• [Problem to work on]
Lines with the word "would" are the ones wanted. Copy each of them from the entries below.

(Stored data)
──────
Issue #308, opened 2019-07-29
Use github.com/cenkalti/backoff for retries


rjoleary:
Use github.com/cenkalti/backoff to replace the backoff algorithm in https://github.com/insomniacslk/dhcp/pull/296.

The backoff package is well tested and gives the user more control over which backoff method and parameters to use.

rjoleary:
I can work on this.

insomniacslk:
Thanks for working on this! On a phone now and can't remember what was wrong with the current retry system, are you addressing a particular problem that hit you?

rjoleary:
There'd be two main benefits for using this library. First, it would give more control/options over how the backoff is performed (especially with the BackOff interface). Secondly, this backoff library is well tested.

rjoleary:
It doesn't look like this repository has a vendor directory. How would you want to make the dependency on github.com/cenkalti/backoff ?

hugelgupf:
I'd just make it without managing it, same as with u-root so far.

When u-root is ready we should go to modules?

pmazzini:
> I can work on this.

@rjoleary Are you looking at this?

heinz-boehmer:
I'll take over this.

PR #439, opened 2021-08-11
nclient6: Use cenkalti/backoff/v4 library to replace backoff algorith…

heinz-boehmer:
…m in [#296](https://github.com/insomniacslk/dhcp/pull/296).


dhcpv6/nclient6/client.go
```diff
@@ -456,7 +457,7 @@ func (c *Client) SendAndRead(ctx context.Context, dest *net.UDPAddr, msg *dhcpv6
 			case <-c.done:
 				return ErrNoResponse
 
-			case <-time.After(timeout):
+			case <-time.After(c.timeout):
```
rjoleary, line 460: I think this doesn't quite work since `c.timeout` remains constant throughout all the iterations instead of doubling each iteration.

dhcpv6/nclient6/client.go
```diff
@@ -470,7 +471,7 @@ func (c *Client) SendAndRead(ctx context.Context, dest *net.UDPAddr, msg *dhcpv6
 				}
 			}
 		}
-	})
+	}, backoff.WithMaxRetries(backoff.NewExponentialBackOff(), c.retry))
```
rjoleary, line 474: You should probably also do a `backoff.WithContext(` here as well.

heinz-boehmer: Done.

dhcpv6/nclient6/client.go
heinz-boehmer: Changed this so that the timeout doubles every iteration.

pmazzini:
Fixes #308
──────
• [Completed task]
There'd be two main benefits for using this library. First, it would give more control/options over how the backoff is performed (especially with the BackOff interface). Secondly, this backoff library is well tested.
It doesn't look like this repository has a vendor directory. How would you want to make the dependency on github.com/cenkalti/backoff ?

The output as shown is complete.